══ Supplied data

PR #1666, opened 2019-06-27
[en] add words to dictionary

tiff:
Added names (companies, people, tools) and other terms that users often add to their personal dictionary.

@MikeUnwalla please have a look and let me know what you think

### DIFF
--- a/languagetool-language-modules/en/src/main/resources/org/languagetool/resource/en/added.txt
+++ b/languagetool-language-modules/en/src/main/resources/org/languagetool/resource/en/added.txt
@@ -4504,8 +4504,6 @@ instrumentalized	instrumentalize	VBD
 instrumentalized	instrumentalize	VBN
 instrumentalizes	instrumentalize	VBZ
 instrumentalizing	instrumentalize	VBG
-integration	integration	NN
-integrations	integration	NNS
 intellectualisers	intellectualiser	NNS
 intelligise	intelligise	VB
 intelligise	intelligise	VBP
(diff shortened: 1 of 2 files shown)


MikeUnwalla:
Most are good, but I have these comments/suggestions:

auth is an informal abbreviation and slang:
https://www.merriam-webster.com/dictionary/auth
https://www.lexico.com/en/definition/auth
But, I'm not sure about the plural or the verbs. Do you have a reference?

med also in informal adjective: https://www.lexico.com/en/definition/med

FB. Is this a proper noun or is it an informal abbreviation of Facebook?

TCP should be NN:U https://www.lexico.com/en/definition/tcp

integration as a count noun is fine. integrations (NNS) is already in LT

Postags for these adjectives are already in LT
sellable
unfulfillable

If a proper noun (example, Stripe) is the same as a common noun, it's not necessary to add proper noun the spelling, because LT does not give a spelling warning.

tiff:
@MikeUnwalla 
Thanks for your feedback.

**auth**: https://en.wiktionary.org/wiki/auth 

**FB** is an informal but commonly used abbreviation for Facebook, so should it be NN?

I changed **TCP** to `NN:U`.

I removed **integration(s)**, **sellable** and **unfulfillable** from `added.txt` but left them in `spelling.txt` since they were marked as spelling errors (not in BrE but other variants).

I removed **Stripe** from both.

MikeUnwalla:
> FB is an informal but commonly used abbreviation for Facebook, so should it be NN?

I think that NN is better than NNP.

════

- [Task requirements] Report how many lines of the preceding records include "proper". Output the number only.

- [Result below] 2